Other risk factors identified in our study include a history of acute bronchitis, and allergic nasal symptoms. Repeated bouts of acute bronchitis has been considered a risk factor for the development of CB, [32] possibly by the development of persistent inflammation and mucus hypersecretion after multiple episodes of infectious bronchitis. Mucus hypersecretion is a signature pathologic feature of asthma, and asthma’s association with allergic rhinitis is strong. The association between chronic bronchitis and allergic nasal symptoms suggests a link between upper and lower airway inflammation that has commonly been described in asthma. This raises the possibility of a common pathophysiology between CB and asthma, which deserves further attention.

The influence of gender on CB continues to be a matter of debate. Many studies have found that CB affects men more than women, [2, 33, 34] but in the 2009 National Center for Health Statistics report, 67.8% of patients with CB were women [35]. The reasons for the higher prevalence of CB in women compared with men is unclear, but may be due to hormonal influences, sex differences in symptom reporting, and sex diagnostic bias. Our study showed that men were more likely to be affected by CB and that gender was an independent predictor of CB in multivariate analysis.

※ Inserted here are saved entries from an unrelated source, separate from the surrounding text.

PR #1901, opened 2024-08-02
Deny Rust 2018 idioms in `esp-hal`

jessebraham:
Just minor styling nitpicks, but I figure with Rust 2024 around the corner, we should at least keep up with Rust 2021 😁


SergioGasquez (approved):
LGTM! Thanks for taking care

JurajSadel (approved):
Thanks!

Despite the clinical and CT findings in this robust cohort of unselected COPD subjects, there are several limitations that are worthy of mention. First, the assessment of medical history and exposures was by self-report, potentially leading to recall bias. The outcome of interest itself is somewhat subjective as well (chronic cough and phlegm). Although the identified clinical and computed tomographic factors were used in a prediction model, one could argue that some of predictors of interest are caused by chronic bronchitis, not the result of it (eg, airway wall thickness). In addition, it is unclear why the FVC is lower in chronic bronchitics in univariate analysis but higher in multivariate analysis; this phenomenon is most likely due to the confounding factors of differences in FEV1, race, and gender. However, the predictors of interest were chosen because of the more likely causal relationship of CB. Nonetheless, our analysis offers a comprehensive characterization of chronic bronchitis in COPD as well as a prediction model for CB using several clinical and computed tomographic parameters.

Conclusions

In conclusion, we show that allergic rhinitis, acute bronchitis, asthma, male gender, Caucasian race, lung function, current smoking, and airway wall thickness are associated with clinical phenotype of CB. We also show in a large cohort that CB is associated with greater exacerbation frequency, worse health related quality of life, and a lower 6-minute walk distance. Identification of these clinical and CT parameters can help predict the clinical phenotype of CB and can help stratify patients into a group at higher risk for poor outcomes. This group should receive treatment for their comorbidities and receive targeted therapy towards smoking cessation.